Wednesday, October 21, 2009

That Ain't No Starbucks

Mention the country of Rwanda, and most anyone who hears it will immediately think of the 1994 genocide in which 800,000 people were killed.

As the Rwandan people have restored peace and civility in their land, they are banking on coffee to bring in much-needed revenue and a stable prosperity. Most coffee in the East African nation is grown and harvested by families or small cooperatives.

Today's Washington Post reports on Bourbon, a newly opened coffee shop in downtown D.C. -- the first U.S. outlet of a Rwandan coffee chain.
"If done right, it could be the platform to re-brand the country," says (Bourbon owner Arthur) Karuletwa, former chief executive and now a shareholder in the company. Coffee can "create awareness that there's recovery, there's trade, there's investment opportunities, there's tourism. There's life after death."

After opening three stores in Kigali, Rwanda, over the past three years, Bourbon expanded operations to Washington in July, taking over a converted Starbucks at 21st and L streets NW. The cafe is furnished with dark wood tables and red-leather-upholstered chairs; the walls are painted gold, moss green and burnt orange; woven baskets and traditional African motifs decorate the shelves and walls.

... Plans call for Bourbon to open a cafe in Boston at the end of the year, and later a New York location. Unlike the D.C. shop, those stores will offer on-site roasting and daily cuppings.

... "Rwanda is a very wanted origin," says Susie Spindler, executive director of the Alliance for Coffee Excellence, which runs the Cup of Excellence competition. She says coffee traders and roasters visiting Rwanda are discovering unusual flavor profiles they never knew existed.

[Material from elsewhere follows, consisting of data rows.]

PR #1226, opened 2018-04-26
bugfix: align with docker v1.24 API

### LINKED ISSUE #1221: [bug] exec is not compitable with moby
### Ⅰ. Issue Description
#./docker -H unix:///run/pouchd.sock exec -i 42ed sh -c 'echo test | telnet 11.160.218.230 22'
Unrecognized input header: 84

#pouch exec -i 42ed sh -c 'echo test | telnet 11.160.218.230 22'
Trying 11.160.218.230...
Connected to 11.160.218.230.
Escape character is '^]'.
Connection closed by foreign host.

1.
2.
3.

### Ⅵ. Environment:

- Kernel (e.g. `uname -a`):
- Install tools:
- Others:

fuweid:
The docker exec api uses custom stream bytes if the tty is false.
In order to align with docker API, we need to use
github.com/docker/docker/pkg/stdcopy package to modify stream bytes.

Align with docker v1.24 API. As we known, the docker API has custom stream bytes when the client doesn't set tty. More information is here: https://github.com/moby/moby/blob/master/client/container_attach.go#L10-L33

Fix #1221

use `github.com/docker/docker/pkg/stdcopy` to wrap the `io.Writer`. 

```
➜  docker ./docker -H unix:///var/run/pouchd.sock exec -i 05e7c1b71cf63137fbac112f5ab2c5a6d9002c938aca304e259507b9c4aec66c ls
Unrecognized input header: 98
```

after fix:

```
➜  docker ./docker -H unix:///var/run/pouchd.sock exec -i 05e7c1b71cf63137fbac112f5ab2c5a6d9002c938aca304e259507b9c4aec66c ls
bin
dev
etc
home
proc
root
run
sys
tmp
usr
var
```

@allencloud @HusterWan @yyb196 This change is not ideal. We need to refactor the IO related things.

### DIFF
--- a/cli/exec.go
+++ b/cli/exec.go
@@ -8,6 +8,7 @@ import (
 	"sync"
 
 	"github.com/alibaba/pouch/apis/types"
+	"github.com/docker/docker/pkg/stdcopy"
 
 	"github.com/spf13/cobra"
 )
@@ -62,7 +63,7 @@ func (e *ExecCommand) runExec(args []string) error {
 
 	createExecConfig := &types.ExecCreateConfig{
 		Cmd:          command,
-		Tty:          e.Terminal || e.Interactive,
+		Tty:          e.Terminal,
 		Detach:       e.Detach,
 		AttachStderr: !e.Detach,
 		AttachStdout: !e.Detach,
@@ -79,7 +80,7 @@ func (e *ExecCommand) runExec(args []string) error {
 	// start exec process.
 	startExecConfig := &types.ExecStartConfig{
 		Detach: e.Detach,
-		Tty:    e.Terminal && e.Interactive,
+		Tty:    e.Terminal,
 	}
 
 	conn, reader, err := apiClient.ContainerStartExec(ctx, createResp.ID, startExecConfig)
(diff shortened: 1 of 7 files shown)


vendor/vendor.json
```diff
@@ -493,6 +493,12 @@
 			"revision": "53a58da551e961b3710bbbdfabbc162c3f5f30f6",
 			"revisionTime": "2018-01-31T23:13:00Z"
 		},
+		{
+			"checksumSHA1": "H1rrbVmeE1z2TnkF7tSrfh+qUOY=",
```
HusterWan: Should we let docker vendor pkg version be same ? :)

fuweid: @HusterWan Yes. It's already "53a58da551e961b3710bbbdfabbc162c3f5f30f6"

cli/exec.go
```diff
@@ -95,19 +96,26 @@ func (e *ExecCommand) runExec(args []string) error {
 		wg.Add(1)
 		go func() {
 			defer wg.Done()
-			io.Copy(os.Stdout, reader)
+			if !e.Terminal {
```
HusterWan: I think we should add some test case for `exec` command  `-i` and `-it` flags

we can add the test case later, because this feature is needed very hurry

fuweid: sure thing.

HusterWan:
LGTM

"It mixes a lot of regular characteristics that you usually only find in one area," agrees Stacey Manley, Bourbon's barista. "Latin American coffees tend to be lighter-bodied and kind of nutty with cocoa. But you almost never find an earthy, really heavy-bodied Latin American coffee. Those are typically Indonesian characteristics. And in Indonesia, coffee is very rarely bright. So the weird thing about Rwandan coffee is it'll have all these different characteristics in one coffee."